Trying to remember fully and accurately what happened and to reconstruct the facts and feelings I had decades ago has been a remarkable journey. I have tried to write only about what I truly remember and to be as accurate as memory will allow. I have also had the assistance of family members—my sisters Elaine and Daphne, who helped me reconstruct some childhood and family memories, and my ex-husband Bill, who has written extensive, thoughtful commentaries to the illness narrative that appear throughout the memoir. The illness narrative has also been aided by my journaling: a few entries made during my first hospitalization in 1983 and a more substantial manuscript composed in 1993, after my second break. I also kept journals throughout my twenties, so I know who I was and how deeply unhappy I was.
At times in my narrative I have provided a great deal of detail that was embarrassing even as I wrote it. But I persisted, not out of latent exhibitionism but because I wanted people to know the degree of horror I faced. I wanted those who might be facing similar manifestations to know how bad my demons were, and to take heart in knowing that they can be tamed. I also wanted family members and professionals to understand that for many people, even the most horrifying and bizarre beliefs are not sign and symptom of an irreparably broken mind. Especially during my second psychotic break in 1989–90 I suffered a great deal, and yet not that long afterward I was able to regain a large measure of control over my thoughts.

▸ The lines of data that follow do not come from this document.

PR #78, opened 2022-12-20
Fs 2065 Download uploaded files

adamdavies1:
This introduces a method using boto3 to get a users uploaded file for assessment by creating a pre-signed url.
Jira: https://digital.dclg.gov.uk/jira/browse/FS-2065


app/assess/models/ui/applicants_response.py
```diff
@@ -192,7 +193,8 @@ def _ui_component_from_factory(item: dict):
 
     elif presentation_type == "file":
         # TODO(FS-2065(?)): add href as link to download actual file?
-        return AboveQuestionAnswerPairHref.from_dict(item, href=answer)
+        presighned_url = get_file_url(filename=answer, application_id=application_id)
```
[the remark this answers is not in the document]
tferns: Small type on 'presighned' too.  Also if filename is None, should we be creating an AboveQuestionAnswerPair instead of an AboveQuestionAnswerPairHref?  Nothing to link to if it's None

app/assess/data.py
```diff
@@ -342,3 +346,34 @@ def get_comments(application_id: str, sub_criteria_id: str):
     )
     comment_response = get_data(comment_endpoint)
     return comment_response
+
+def get_file_url(filename: str, application_id: str):
+    """_summary_: Function is set up to retrieve
+    files from aws bucket.
+    Args:
+        filename: Takes an filename, application_id: Takes an application_id # noqa
```
harryyo, line 354: Break this onto two lines maybe? Did black wrap it? Maybe remove the comma if so?

app/assess/data.py
```diff
@@ -342,3 +346,34 @@ def get_comments(application_id: str, sub_criteria_id: str):
...
+    Returns:
+        Returns a presigned url.
+    """
+    if (Config.FLASK_ENV == "unit_test"):
+        return filename
```
tferns, line 359: Could probably mock/patch the method(s) instead of conditionals, but this is an easy option so not totally against it

harryyo (commented):
This all looks good, just a couple of typos

tferns (commented):
Looks good.  Question on how we handle scenarios where filename is None, think we should maybe not create a href element for them

app/assess/models/ui/applicants_response.py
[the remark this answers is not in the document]
tferns: Actually.  This is already handled now I re-read the code... my bad

app/assess/data.py
```diff
@@ -342,3 +346,45 @@ def get_comments(application_id: str, sub_criteria_id: str):
...
+    # Extract the JSON string from the environment variable
+        vcap_services = json.loads(os.environ["VCAP_SERVICES"])
+
+        # Check for the "aws-s3-bucket" service
+        if "aws-s3-bucket" in vcap_services:
+            # Extract the credentials from the service's configuration
+            s3_credentials = vcap_services["aws-s3-bucket"][0]["credentials"]
+            Config.AWS_ACCESS_KEY_ID = s3_credentials["aws_access_key_id"]
+            Config.AWS_SECRET_ACCESS_KEY = s3_credentials["aws_secret_access_key"]
+            Config.AWS_BUCKET_NAME = s3_credentials["bucket_name"]
```
tferns, line 373: It might be worth performing this mutation on the module itself rather than each time this function is executed, if it's scoped to the module I think it'll be executed on the first import only

tferns (approved):
Looks good! one minor suggestion

PR #26, opened 2020-03-25
Skipchain: multiple inits create only one genesis block

Gilthoniel:


blockchain/skipchain/mod.go
```diff
@@ -172,8 +172,34 @@ func (a skipchainActor) InitChain(data proto.Message, players mino.Players) erro
...
+	}
+
+	if !xerrors.Is(err, NewNoBlockError(0)) {
+		return xerrors.Errorf("couldn't read the genesis block: %v", err)
+	}
+
 	conodes := newConodes(ca)
+	iter := conodes.AddressIterator()
+
+	if conodes.Len() > 0 && iter.GetNext().Equal(a.mino.GetAddress()) {
```
nkcr: what if `GetNext()` returns nil?

Gilthoniel: That's I check the length before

I do still live with intrusive thoughts and occasional voices that seem not my own. For the most part the intruders are supportive, and I delight in their presence. Occasionally they are difficult, especially when I am under stress and being hard on myself, and I take active measures to question their observations and ask that they speak the truth. When I stand up to them, the difficult voices generally go away. While I do welcome the friendly and helpful voices, I try not to cultivate them too much, preferring to live as much as possible in the physical and material world populated with family, friends, and community.